**Listed entries**
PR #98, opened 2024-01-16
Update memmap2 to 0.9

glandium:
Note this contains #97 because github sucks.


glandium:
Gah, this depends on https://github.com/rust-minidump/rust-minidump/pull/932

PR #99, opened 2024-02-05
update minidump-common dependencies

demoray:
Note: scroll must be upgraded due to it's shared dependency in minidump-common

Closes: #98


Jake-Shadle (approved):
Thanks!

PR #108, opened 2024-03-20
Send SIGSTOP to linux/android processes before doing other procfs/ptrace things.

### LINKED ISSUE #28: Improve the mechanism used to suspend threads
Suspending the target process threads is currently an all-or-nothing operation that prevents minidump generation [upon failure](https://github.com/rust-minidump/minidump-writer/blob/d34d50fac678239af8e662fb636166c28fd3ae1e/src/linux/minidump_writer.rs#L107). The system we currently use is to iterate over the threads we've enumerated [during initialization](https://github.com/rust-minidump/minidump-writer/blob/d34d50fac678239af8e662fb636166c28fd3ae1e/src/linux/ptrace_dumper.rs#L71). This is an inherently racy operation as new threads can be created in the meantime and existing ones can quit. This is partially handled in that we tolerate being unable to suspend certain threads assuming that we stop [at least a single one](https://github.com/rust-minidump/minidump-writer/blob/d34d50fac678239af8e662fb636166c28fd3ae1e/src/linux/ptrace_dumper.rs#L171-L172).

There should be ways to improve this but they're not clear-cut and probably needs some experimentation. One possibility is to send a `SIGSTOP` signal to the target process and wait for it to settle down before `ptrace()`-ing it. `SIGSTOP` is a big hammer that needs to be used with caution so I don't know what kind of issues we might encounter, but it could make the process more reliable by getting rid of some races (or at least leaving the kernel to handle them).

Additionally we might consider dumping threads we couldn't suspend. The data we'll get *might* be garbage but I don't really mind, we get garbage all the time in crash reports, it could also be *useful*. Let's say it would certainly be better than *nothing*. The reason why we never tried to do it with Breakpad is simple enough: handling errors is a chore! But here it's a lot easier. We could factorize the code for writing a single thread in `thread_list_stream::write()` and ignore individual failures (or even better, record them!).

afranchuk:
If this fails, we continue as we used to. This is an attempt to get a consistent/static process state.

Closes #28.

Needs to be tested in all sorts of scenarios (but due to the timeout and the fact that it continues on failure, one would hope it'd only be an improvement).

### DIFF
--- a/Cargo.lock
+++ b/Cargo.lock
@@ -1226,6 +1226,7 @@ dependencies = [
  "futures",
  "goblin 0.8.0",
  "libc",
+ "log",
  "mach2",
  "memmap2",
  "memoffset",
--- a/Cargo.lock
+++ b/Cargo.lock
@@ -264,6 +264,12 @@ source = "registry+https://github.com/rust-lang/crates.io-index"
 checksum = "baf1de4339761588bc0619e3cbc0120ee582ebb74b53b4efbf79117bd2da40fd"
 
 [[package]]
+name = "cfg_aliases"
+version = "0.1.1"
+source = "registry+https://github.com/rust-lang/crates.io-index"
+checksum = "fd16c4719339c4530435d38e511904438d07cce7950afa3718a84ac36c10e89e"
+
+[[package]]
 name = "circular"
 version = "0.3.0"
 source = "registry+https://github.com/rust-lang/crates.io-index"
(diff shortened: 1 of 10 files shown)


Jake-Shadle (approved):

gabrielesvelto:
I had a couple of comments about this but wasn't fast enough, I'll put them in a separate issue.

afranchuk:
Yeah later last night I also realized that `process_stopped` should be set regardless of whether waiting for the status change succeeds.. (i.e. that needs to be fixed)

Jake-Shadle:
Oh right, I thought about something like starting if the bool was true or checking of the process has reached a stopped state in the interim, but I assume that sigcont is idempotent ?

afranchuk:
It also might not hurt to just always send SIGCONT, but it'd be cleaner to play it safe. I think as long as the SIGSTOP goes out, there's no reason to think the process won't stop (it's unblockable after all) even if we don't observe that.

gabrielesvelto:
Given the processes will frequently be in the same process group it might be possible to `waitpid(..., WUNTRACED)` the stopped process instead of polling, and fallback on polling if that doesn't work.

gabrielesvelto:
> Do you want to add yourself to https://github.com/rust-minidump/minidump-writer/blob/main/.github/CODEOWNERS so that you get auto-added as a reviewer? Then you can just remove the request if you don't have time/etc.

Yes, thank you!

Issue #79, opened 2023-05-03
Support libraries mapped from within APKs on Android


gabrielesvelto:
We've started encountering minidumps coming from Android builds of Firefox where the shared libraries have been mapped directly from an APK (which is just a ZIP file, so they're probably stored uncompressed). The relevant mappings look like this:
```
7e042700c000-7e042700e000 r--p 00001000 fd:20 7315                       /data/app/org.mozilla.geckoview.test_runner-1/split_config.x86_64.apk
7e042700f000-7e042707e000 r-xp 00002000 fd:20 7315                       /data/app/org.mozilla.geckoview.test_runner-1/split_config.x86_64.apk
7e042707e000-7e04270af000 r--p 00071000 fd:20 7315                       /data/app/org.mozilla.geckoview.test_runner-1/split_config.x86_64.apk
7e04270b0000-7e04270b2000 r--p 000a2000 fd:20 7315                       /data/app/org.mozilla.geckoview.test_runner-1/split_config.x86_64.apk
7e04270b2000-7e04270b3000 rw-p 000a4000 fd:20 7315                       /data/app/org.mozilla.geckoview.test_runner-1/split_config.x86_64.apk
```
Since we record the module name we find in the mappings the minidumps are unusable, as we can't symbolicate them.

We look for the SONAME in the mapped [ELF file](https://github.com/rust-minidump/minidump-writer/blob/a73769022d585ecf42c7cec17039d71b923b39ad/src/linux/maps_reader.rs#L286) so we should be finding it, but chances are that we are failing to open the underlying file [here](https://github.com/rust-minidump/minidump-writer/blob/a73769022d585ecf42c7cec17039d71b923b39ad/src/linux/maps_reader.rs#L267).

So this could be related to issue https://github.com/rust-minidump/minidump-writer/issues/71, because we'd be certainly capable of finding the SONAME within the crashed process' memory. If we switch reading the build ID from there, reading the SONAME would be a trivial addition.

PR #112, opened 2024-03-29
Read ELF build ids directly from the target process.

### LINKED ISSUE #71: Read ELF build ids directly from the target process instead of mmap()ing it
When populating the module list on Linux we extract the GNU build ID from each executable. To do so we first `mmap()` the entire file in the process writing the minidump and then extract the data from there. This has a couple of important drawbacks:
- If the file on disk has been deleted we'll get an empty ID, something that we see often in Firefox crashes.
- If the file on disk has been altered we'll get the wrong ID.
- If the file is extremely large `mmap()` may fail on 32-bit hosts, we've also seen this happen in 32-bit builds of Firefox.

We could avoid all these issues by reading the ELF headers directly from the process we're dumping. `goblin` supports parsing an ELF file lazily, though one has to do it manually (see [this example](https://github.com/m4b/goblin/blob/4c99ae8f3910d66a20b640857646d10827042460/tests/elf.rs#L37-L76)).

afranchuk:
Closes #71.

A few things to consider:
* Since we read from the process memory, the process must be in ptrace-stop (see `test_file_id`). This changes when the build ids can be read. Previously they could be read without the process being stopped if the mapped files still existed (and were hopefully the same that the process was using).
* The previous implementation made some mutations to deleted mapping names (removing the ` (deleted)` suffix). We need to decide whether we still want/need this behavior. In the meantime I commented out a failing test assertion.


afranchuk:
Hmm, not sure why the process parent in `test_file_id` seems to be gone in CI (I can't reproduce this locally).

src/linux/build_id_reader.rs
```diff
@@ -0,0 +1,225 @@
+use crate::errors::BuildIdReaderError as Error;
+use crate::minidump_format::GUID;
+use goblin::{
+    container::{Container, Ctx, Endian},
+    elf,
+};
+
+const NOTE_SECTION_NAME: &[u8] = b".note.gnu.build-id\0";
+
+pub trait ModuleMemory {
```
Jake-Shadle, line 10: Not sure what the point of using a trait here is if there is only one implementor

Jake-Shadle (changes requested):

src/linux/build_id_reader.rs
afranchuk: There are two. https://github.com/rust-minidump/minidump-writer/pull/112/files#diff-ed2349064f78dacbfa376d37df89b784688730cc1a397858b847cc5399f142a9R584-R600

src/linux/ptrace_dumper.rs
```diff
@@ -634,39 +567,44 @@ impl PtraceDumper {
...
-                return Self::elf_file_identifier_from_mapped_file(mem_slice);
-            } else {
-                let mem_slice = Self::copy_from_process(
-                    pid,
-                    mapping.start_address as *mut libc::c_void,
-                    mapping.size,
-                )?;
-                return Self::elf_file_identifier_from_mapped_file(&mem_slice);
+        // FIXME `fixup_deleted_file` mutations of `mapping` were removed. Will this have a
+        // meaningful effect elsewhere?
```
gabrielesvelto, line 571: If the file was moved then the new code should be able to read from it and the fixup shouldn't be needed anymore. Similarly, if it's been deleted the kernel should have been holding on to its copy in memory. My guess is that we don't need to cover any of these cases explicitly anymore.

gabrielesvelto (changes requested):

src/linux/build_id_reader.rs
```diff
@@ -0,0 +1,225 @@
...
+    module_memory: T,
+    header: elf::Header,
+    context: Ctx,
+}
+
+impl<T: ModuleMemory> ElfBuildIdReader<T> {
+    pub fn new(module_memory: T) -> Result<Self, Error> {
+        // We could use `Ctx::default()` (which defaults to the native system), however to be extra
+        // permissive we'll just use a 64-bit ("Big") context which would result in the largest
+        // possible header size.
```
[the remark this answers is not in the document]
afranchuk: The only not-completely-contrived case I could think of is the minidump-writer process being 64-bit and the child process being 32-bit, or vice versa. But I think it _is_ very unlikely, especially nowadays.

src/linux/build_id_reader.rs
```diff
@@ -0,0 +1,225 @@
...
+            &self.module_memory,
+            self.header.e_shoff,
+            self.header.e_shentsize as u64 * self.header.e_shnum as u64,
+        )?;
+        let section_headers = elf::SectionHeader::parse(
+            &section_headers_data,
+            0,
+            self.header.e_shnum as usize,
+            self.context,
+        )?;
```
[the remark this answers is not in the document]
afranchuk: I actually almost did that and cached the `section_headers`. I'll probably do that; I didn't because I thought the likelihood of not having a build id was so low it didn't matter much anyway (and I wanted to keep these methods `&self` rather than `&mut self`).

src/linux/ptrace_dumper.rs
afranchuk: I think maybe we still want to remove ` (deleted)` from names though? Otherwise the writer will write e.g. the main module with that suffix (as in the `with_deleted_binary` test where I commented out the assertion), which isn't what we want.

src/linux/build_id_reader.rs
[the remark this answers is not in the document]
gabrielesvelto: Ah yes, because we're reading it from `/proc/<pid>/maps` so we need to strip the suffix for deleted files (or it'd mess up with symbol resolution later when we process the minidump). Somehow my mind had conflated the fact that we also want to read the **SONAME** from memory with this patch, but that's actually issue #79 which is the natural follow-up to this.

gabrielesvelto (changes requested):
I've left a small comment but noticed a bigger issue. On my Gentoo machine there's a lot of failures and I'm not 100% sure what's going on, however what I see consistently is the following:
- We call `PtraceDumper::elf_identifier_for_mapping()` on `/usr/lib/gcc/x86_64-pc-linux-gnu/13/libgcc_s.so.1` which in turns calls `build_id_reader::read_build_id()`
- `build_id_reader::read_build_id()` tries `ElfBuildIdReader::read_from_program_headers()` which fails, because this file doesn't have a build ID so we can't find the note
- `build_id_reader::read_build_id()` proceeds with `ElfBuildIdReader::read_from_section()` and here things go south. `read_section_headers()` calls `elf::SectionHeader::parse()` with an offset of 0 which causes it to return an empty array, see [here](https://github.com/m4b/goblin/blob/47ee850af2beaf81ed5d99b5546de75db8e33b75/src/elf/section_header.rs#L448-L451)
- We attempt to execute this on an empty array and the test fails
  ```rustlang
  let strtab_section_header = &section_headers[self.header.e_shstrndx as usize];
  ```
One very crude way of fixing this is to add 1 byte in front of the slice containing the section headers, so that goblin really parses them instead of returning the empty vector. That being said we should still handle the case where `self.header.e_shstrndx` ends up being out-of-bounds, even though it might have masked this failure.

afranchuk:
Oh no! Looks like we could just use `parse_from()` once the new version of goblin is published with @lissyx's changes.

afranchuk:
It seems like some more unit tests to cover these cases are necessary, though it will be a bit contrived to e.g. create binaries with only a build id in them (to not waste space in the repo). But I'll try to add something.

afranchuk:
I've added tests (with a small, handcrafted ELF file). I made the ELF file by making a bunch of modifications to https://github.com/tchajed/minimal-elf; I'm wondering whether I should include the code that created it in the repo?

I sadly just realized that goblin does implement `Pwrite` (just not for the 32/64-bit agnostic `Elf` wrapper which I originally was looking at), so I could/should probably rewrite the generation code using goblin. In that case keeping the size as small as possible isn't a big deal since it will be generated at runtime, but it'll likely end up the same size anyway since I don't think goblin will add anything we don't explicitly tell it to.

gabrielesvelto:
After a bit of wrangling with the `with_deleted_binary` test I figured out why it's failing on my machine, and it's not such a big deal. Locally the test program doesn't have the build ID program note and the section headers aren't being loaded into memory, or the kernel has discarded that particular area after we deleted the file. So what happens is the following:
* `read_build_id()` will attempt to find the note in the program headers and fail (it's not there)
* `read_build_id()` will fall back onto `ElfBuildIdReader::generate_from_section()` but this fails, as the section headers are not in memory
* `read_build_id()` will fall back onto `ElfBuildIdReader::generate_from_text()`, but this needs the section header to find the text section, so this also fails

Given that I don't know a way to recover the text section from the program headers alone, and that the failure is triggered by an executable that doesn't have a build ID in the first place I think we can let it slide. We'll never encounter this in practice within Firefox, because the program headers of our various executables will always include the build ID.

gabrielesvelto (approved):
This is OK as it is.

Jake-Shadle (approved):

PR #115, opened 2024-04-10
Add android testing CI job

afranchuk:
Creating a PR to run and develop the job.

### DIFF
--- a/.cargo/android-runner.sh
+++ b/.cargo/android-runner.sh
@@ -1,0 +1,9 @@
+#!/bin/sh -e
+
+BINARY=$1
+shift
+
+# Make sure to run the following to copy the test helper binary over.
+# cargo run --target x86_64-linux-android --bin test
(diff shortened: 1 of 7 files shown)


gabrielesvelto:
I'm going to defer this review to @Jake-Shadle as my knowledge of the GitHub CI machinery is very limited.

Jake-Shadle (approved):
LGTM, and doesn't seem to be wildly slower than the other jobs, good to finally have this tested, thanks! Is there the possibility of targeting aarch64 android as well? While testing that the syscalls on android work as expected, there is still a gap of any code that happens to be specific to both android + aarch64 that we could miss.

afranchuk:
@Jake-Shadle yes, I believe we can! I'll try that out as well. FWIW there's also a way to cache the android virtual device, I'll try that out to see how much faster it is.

**Problem description**
The job is to copy each line from the material above that holds the word "crates".

**Response to this exercise**
@@ -264,6 +264,12 @@ source = "registry+https://github.com/rust-lang/crates.io-index"
+source = "registry+https://github.com/rust-lang/crates.io-index"
 source = "registry+https://github.com/rust-lang/crates.io-index"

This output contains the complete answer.